« Nous tournons en rond, soupire Maer, Israël est toujours Israël. Et avec l’Autorité palestinienne depuis 1994, qu’avons-nous réussi ? ». Ce Palestinien aux cheveux gris, rencontré ces derniers jours dans le centre de Ramallah, résume le sentiment général de ses concitoyens, désabusés après deux décennies d’un processus de paix qui porte bien mal son nom.
Côté israélien, un sondage publié cette semaine par le quotidien Haaretz indique que 55% des Israéliens seraient prêts à soutenir un accord de paix. Mais on entend aussi beaucoup d’interrogations et de lassitude. « Je n’ai pas beaucoup d’espoir, explique Tobie, une habitante de Jérusalem, pour qui l’annonce de la reprise des négociations a un air de déjà-vu. Nous avons vu cela tant de fois dans le passé », lance la retraitée pour qui le point de blocage est évident : « La question des colonies est un très gros problème ».
Accord à l’arraché
En annonçant la reprise des négociations le 19 juillet dernier, John Kerry s’est gardé de dévoiler le contenu de l’accord qu’il a littéralement arraché aux deux camps. Depuis, spéculations et informations contradictoires se succèdent : les fameuses lignes de 1967 (sur la base desquelles les Palestiniens veulent dessiner la carte de leur futur Etat) serviront-elle de référence à la discussion ? La colonisation israélienne sera-t-elle freinée de manière conséquente pendant la durée des négociations ? Une chose semble acquise : l’Etat hébreu libèrera prochainement plusieurs dizaines de Palestiniens condamnés à de lourdes peines. On parle d’environ 80 individus ayant en commun d’avoir été emprisonnés avant les accords d’Oslo en 1993.
Oppositions internes
Israéliens et Palestiniens doivent aussi faire face à l’hostilité d’une partie de leurs camps respectifs. Côté palestinien, Mahmoud Abbas est passé outre le refus des instances de l’OLP (Organisation de libération de la Palestine) qu’il a consultées. Par ailleurs, le Hamas, qui contrôle la bande de Gaza, a immédiatement rejeté les négociations annoncées par John Kerry.

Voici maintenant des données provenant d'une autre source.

PR #8514, opened 2020-11-13
WIP: Migrate Travis jobs to GitHub Actions

GuillaumeFavelier:
This PR follows https://github.com/mne-tools/mne-python/pull/8335#issuecomment-726761191 and migrates all remaining jobs on Travis to GitHub Actions.

ToDo:

- [x] Migrate Travis jobs
- [x] Remove travis conf file
- [x]  Try separate jobs to fix `compat / old` job
- [x] Add inline annotations for codespell and flake (suggested in https://github.com/mne-tools/mne-python/pull/8335#issuecomment-726761191)
- [x] Remove `TRAVIS_OS_NAME` variable
- [x] Add `[skip azp]` mechanism (suggested in https://github.com/mne-tools/mne-python/pull/8514#issuecomment-726797122)

This is still work in progress.

PR #8516, opened 2020-11-13
FIX: Circle failures

drammock:
Fixes the CircleCI failures introduced by #8381

### DIFF
--- a/mne/viz/_figure.py
+++ b/mne/viz/_figure.py
@@ -1773,9 +1773,9 @@ class MNEBrowseFigure(MNEFigure):
         if 'raw' in (self.mne.instance_type, self.mne.ica_type):
             return self.mne.inst[:, start:stop]
         else:
-            if not self.mne.inst.preload:
-                self.mne.inst.load_data()
-            data = np.concatenate(self.mne.inst._data, axis=-1)[:, start:stop]
+            ix = np.searchsorted(self.mne.boundary_times, self.mne.t_start)
+            item = slice(ix, ix + self.mne.n_epochs)
+            data = np.concatenate(self.mne.inst.get_data(item=item), axis=-1)
             times = np.arange(len(self.mne.inst) * len(self.mne.inst.times)
                               )[start:stop] / self.mne.info['sfreq']
             return data, times
--- a/mne/viz/_figure.py
+++ b/mne/viz/_figure.py
@@ -1773,6 +1773,8 @@ class MNEBrowseFigure(MNEFigure):
         if 'raw' in (self.mne.instance_type, self.mne.ica_type):
             return self.mne.inst[:, start:stop]
         else:
+            if not self.mne.inst.preload:
+                self.mne.inst.load_data()
             data = np.concatenate(self.mne.inst._data, axis=-1)[:, start:stop]
             times = np.arange(len(self.mne.inst) * len(self.mne.inst.times)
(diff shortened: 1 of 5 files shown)


larsoner:
You are too quick -- I should have checked all of my emails before writing about the CircleCI failure, sorry about that! :)

agramfort (approved):

mne/viz/_figure.py
```diff
@@ -1773,6 +1773,8 @@ def _load_data(self, start=None, stop=None):
         if 'raw' in (self.mne.instance_type, self.mne.ica_type):
             return self.mne.inst[:, start:stop]
         else:
+            if not self.mne.inst.preload:
+                self.mne.inst.load_data()
```
larsoner, line 1777: Better than this would probably be `get_data` geting just the part you need. It can drastically reduce memory requirements. I think it's worth going through the indexing gymnastics to figure it out.

In particular you probably need to do something like `mne.inst.drop_bad()` then look at `len(inst)` and `len(epochs.times)` and figure out which epochs you need, `get_data` for them, then concat, then subselect (trim beginning/end where necessary).

Then in your smoke test below you can `assert epochs._data is None` before and after the `plot` call

drammock: @larsoner I've done as you suggest. Only downside is that now the console prints 

```
Loading data for 5 events and 421 original time points ...
Loading data for 6 events and 421 original time points ...
Loading data for 7 events and 421 original time points ...
Loading data for 8 events and 421 original time points ...
```
every time you scroll or change the number of visible channels. I can live with it, but might be worth considering whether `epochs.get_data` should get a `verbose` kwarg (in a separate PR).

larsoner: You can also just do `with mne.use_log_level('error'):` or `with mne.use_log_level('warn')` here if you want. It does the same thing as `verbose` actually. And even adding `verbose` is a pretty trivial change so you can make it here.

But I'm fine with another PR, too -- I'll merge if you don't push a commit before Circle comes back green :)

larsoner: ... looks like that time has already passed

larsoner: ... and actually it looks like I should at least wait for Azure to come back happy so that the `viz` tests run

drammock:
[Azure failure](https://dev.azure.com/mne-tools/mne-python/_build/results?buildId=10177&view=logs&j=a846d25a-e32c-5640-1b53-e815fab94407&t=c40cce3b-0d9d-58ac-d4ba-617876a7e096&l=1402)
```
forrtl: error (200): program aborting due to control-C event
Image              PC                Routine            Line        Source             
libifcoremd.dll    00007FFD4A663B58  Unknown               Unknown  Unknown
KERNELBASE.dll     00007FFD7DDC7D33  Unknown               Unknown  Unknown
KERNEL32.DLL       00007FFD7FDD84D4  Unknown               Unknown  Unknown
ntdll.dll          00007FFD80DC1791  Unknown               Unknown  Unknown
mne/tests/test_epochs.py::test_concatenate_epochs Terminate batch job (Y/N)? 
##[error]The operation was canceled.
```

any idea what went wrong there?

larsoner:
That's just a timeout and we can ignore it. @GuillaumeFavelier is fixing it in #8514

larsoner:
Thanks @drammock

Côté israélien, Benyamin Netanyahu doit aussi affronter les réticences d’une bonne partie de sa coalition et même de son propre parti, le Likoud, largement hostile à l’idée d’un Etat palestinien et largement favorable à la colonisation. « Droite et gauche ont gagné, analyse le politologue israélien, Emmanuel Navon, également membre du Likoud. La gauche a convaincu la société israélienne qu’un compromis était nécessaire. Et la droite a convaincu tout le monde que cela n’était pas possible ». Selon l’universitaire de droite, la question est celle de l’attitude des Palestiniens « qui ont rejeté des propositions historiques présentées en 2000 et en 2008 ».
Déjà trop tard ?
Largement galvaudée, l’expression « négociations de la dernière chance » s’applique-t-elle aux pourparlers qui se préparent ? En confirmant la percée obtenue par John Kerry, le Premier ministre israélien Netanyahu a parlé d’un « intérêt stratégique vital » pour son pays, dans le but d’éviter l’établissement d’un Etat binational entre le Jourdain et la mer Méditerranée. Cette solution à deux Etats, impossible à concrétiser en vingt ans de processus de paix, semble aujourd’hui dépassée pour un certain nombre d’intellectuels palestiniens. « La lutte, c’est désormais celle de l’égalité, des droits civiques », affirme l’universitaire palestinien Amjad Shihab pour qui « avec cet océan de colonies qui morcellent le territoire, il est déjà trop tard pour un Etat palestinien ».